:: What to work on ::
Transcribe the listing word for word. Begin at its first line and end with the line containing "Using this image".

:: Task material ::
PR #235, opened 2022-10-10
Update containerapp after deploying image to ACR (development)

Stretch96:
## Changes

* Once the image has been deployed to ACR, we need to tell ACA to update the app.
* It uses the sha as the image tag, so that it will always change, even if the release version is set to a branch name (eg. main)

## Checklist


mec (approved):
🚢

PR #237, opened 2022-10-10
(673) Chore: support for arm macs

mec:
## Changes

The official MSSQL container image is not built with ARM processor support and so cannot be used on newer Macs.

The only work around at the moment is to use the 'Azure SQL Edge` image - whilst this is MSSQL server, it is a different product with a different feature set.

Using this image let's up support new Macs but offers less parity with our live environments.  For the moment, we will accept this. There is an ADR to record this decision in this work.

Whilst here, I removed the script support for running a 100% Docker local development enviroment, no one on the team uses this method and the scripts and compose files are very out of date and not debt we should carry - if we want to add local Docker support later, we can.

https://trello.com/c/xrufiJem

## Checklist


.env.database.example
```diff
@@ -3,4 +3,4 @@
 #
 # SA_PASSWORD must be at least 8 characters including uppercase, lowercase letters, base-10 digits and/or non-alphanumeric symbols
```
jacksonj04, line 4:
```suggestion
# MSSQL_SA_PASSWORD must be at least 8 characters including uppercase, lowercase letters, base-10 digits and/or non-alphanumeric symbols
```

doc/decisions/0013-use-the-microsoft-azure-sql-edge-container-image.md
```diff
@@ -0,0 +1,38 @@
...
+different product offering container image, 'Azure SQL Edge' - this image
+contains a running MSSQL server amoungst other things, and can be used as a
+replacement.
+
+Azure SQL Edge does not have complete feature parity with MSSQL server [2], we
+believe it has enough features for our use case.
+
+## Decision
+
+We will switch all out Containers to use the Azure SQL Edge image.
```
jacksonj04, line 27:
```suggestion
We will switch all our Containers to use the Azure SQL Edge image.
```

jacksonj04 (approved):
Couple of tiny doc/comment tweaks, but this looks to run on my M1.

PR #238, opened 2022-10-10
(658) Make padding a configurable parameter for actions

jacksonj04:
TRELLO-Kt3hVR9A

## Changes

A series of changes which remove the unique behaviours for tasks within the "clear legal documents" section, and instead replaces them with the ability to adjust padding on each action individually.

Each action now by default has a `normal` padding between it and the action above, but this can be explicitly adjusted action-by-action by using the new `padding` parameter and setting it to `reduced`:

```yaml
- type: subheading
  title: Signed by the Secretary of State
- type: single-checkbox
  padding: reduced
  title: Sent to Academies Operational Practice Unit
```

This gives content designers more granular control over the rendering of each task, as well as providing a pattern to follow for adding new parameters to actions in future.

#270 contains related changes which narrow the scope of each schema file, to make changes to the schema more contained and easier to understand.

## Checklist


jacksonj04:
https://trello.com/c/Kt3hVR9A/658-add-optional-padding-parameter-to-tasklist

app/assets/stylesheets/application.scss
```diff
@@ -21,20 +21,25 @@ $govuk-global-styles: true;
...
-.task-checkboxes,
-.clear-legal-documents-task-checkboxes {
   .govuk-checkboxes__item {
     label {
       @extend .govuk-\!-font-weight-bold;
     }
   }
 }
 
+.task-action__wrapper:first-of-type {
```
jkempster34, line 31: Is ti worth scoping these within the `task-checkboxes` class (or other similar container class) to keep things organised?

app/controllers/tasks_controller.rb
```diff
@@ -3,7 +3,6 @@ class TasksController < ApplicationController
   before_action :find_task_level_notes, only: :show
 
   def show
-    render "tasks/clear_legal_documents/show" if @task.clear_legal_documents_type?
```
jkempster34, line 6: Nice!

app/models/task.rb
```diff
@@ -17,10 +17,6 @@ def completed_actions_count
     @completed_actions_count ||= actions.where(action_type: "single-checkbox").where(completed: true).count
   end
 
-  def clear_legal_documents_type?
-    section.title == LEGAL_DOCUMENT_SECTION_TITLE
```
jkempster34, line 21: There is a `LEGAL_DOCUMENT_SECTION_TITLE` constant at the top of this file that can go in the bin too

app/assets/stylesheets/application.scss
```diff
@@ -21,20 +21,25 @@ $govuk-global-styles: true;
...
+  margin-top: 0;
+}
+
+.task-action__wrapper__padding-normal {
+  margin-top: govuk-spacing(9);
```
jkempster34, line 36: I think this padding might be too much! Looking at the prototype, `4` looks closer

app/assets/stylesheets/application.scss
```diff
@@ -21,20 +21,25 @@ $govuk-global-styles: true;
...
+}
+
+.task-action__wrapper__padding-reduced {
```
jkempster34, line 39: You can do some Sass magic here:

```css
.task-action__wrapper {
  &__padding-normal {
    margin-top: govuk-spacing(9);
  }
  
  &__padding-normal {
    margin-top: govuk-spacing(2);
  }
}
```

app/assets/stylesheets/application.scss
jkempster34: Also I think the reduced padding should be 0, but you would have to set `.govuk-form-group: margin-bottom: 10px` as each checkbox is now its own group.

jkempster34 (changes requested):
Ran this and it looks great! Left some comments but nothing major 😎

app/assets/stylesheets/application.scss
jacksonj04: Ooh, I thought that only worked for things like identifiers and selectors rather than straight string concatenation, TIL.

jkempster34 (approved):
Looks great! 

I still think the `margin-top: govuk-spacing(9);` is too large and should be `margin-top: govuk-spacing(4);`, but I'm not sure if you have had conversations to the contrary!

jacksonj04:
@jkempster34 I've not had any conversations to the contrary, but I also think `9` is a match for what was there before and the prototype:

Screenshot 2022-10-25 at 11 42 05

(Mine on the left, prototype on the right)

There's a bit of extra space between form items even in `reduced` state due to each checkbox now getting its own margin from the form group like you mentioned, but I think the space between `normal` elements is correct. Are we talking about a different margin?

jkempster34:
> @jkempster34 I've not had any conversations to the contrary, but I also think `9` is a match for what was there before and the prototype:
> 
> Screenshot 2022-10-25 at 11 42 05
> 
> (Mine on the left, prototype on the right)
> 
> There's a bit of extra space between form items even in `reduced` state due to each checkbox now getting its own margin from the form group like you mentioned, but I think the space between `normal` elements is correct. Are we talking about a different margin?

Is the `9` not part of the non-legal documents sections? One min I'll get a comparison

jkempster34:
> > @jkempster34 I've not had any conversations to the contrary, but I also think `9` is a match for what was there before and the prototype:
> > Screenshot 2022-10-25 at 11 42 05
> > (Mine on the left, prototype on the right)
> > There's a bit of extra space between form items even in `reduced` state due to each checkbox now getting its own margin from the form group like you mentioned, but I think the space between `normal` elements is correct. Are we talking about a different margin?
> 
> Is the `9` not part of the non-legal documents sections? One min I'll get a comparison

@jacksonj04 

App:

image

Prototype:

image

PR #249, opened 2022-10-14
Fix: missing not applicable options

mec:
## Changes

Our "legal documents' section renders a different view which includes the ability to show the 'not applicable' option.

We really don't like this and have work planned to change this very (very) soon, however, we use the section title to identify when to render a legal document task over a generic task.

Recently we changed the title of this section to:

Clear and sign legal documents

and did not update the condition.

Here we do that, even though it is horrific.


jacksonj04 (approved):
Aaaaaah!

PR #250, opened 2022-10-17
(675) Actions now submit state individually

jacksonj04:
## Changes

Previously, the state of all actions was submitted as a single fieldset with an array of checked values. This commit makes a subtle change to the behaviour so that each action is submitted as an individual field (assuming it is checked).

This means that we can better isolate the behaviour of each action in the form. Initially this is to support improvements to form layout, but in future this will also make it easier for some actions to have non-single-checkbox behaviours, such as text inputs, radios or multiple choice.

The `task_params` method is removed to simplify the flow of the form logic, since we are no longer attempting to mass assign values.

## Checklist


app/controllers/tasks_controller.rb
```diff
@@ -8,7 +8,7 @@ def show
 
   def update
     @task.actions.each do |action|
-      action_completed = action.id.in?(task_params[:completed_action_ids] || [])
+      action_completed = action.id.in?(params.dig("task", "actions") || [])
```
jacksonj04, line 11: This uses `params.dig` over `params[:task]` so that it neatly returns `nil` on failure rather than throwing an exception.

mec: I think we can take this refactor a little further, at the moment this is a bit of an odd mix, we are throwing arrays about here when I don't think we need to.

If we want to keep this `each` then `action.update(completed: action_completed)` might read better?

A further refinement might be something like:

`Action.update([array, of, all, task, ids], completed: [array, of, the, response, values])` 

to do everything in one DB call, which I think would be my preference.

We can also get the form builder to return both checked and uncheked states, which I think will make this even better as the unset boxes will also be in the params:

https://govuk-form-builder.netlify.app/form-elements/checkboxes/#generating-a-single-checkbox

mec (changes requested):

app/controllers/tasks_controller.rb
jacksonj04: If we use the unchecked state as well, we can actually get the update down to an even cleaner one-line, since we can just use the value of the checkbox directly from the form and it'll be cast to a boolean (so `1`/`0` work perfectly).

I'm less certain about the single DB call, since that only works as long as everything is a checkbox so we're going to end up taking it back out again in future. I have, however, fixed that if a task is marked N/A it would be updating every checkbox with a DB hit and then unsetting them all again!

mec (approved):
This is much better, thank you! I think we could go further still, but that is probably turning in to gold plating!

I can't see why bullet is making you include Task either, it can raise false positives, I am not worried about how we have this though.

:: Solved problem ::
PR #235, opened 2022-10-10
Update containerapp after deploying image to ACR (development)

Stretch96:
## Changes

* Once the image has been deployed to ACR, we need to tell ACA to update the app.
* It uses the sha as the image tag, so that it will always change, even if the release version is set to a branch name (eg. main)

## Checklist


mec (approved):
🚢

PR #237, opened 2022-10-10
(673) Chore: support for arm macs

mec:
## Changes

The official MSSQL container image is not built with ARM processor support and so cannot be used on newer Macs.

The only work around at the moment is to use the 'Azure SQL Edge` image - whilst this is MSSQL server, it is a different product with a different feature set.

Using this image let's up support new Macs but offers less parity with our live environments.  For the moment, we will accept this. There is an ADR to record this decision in this work.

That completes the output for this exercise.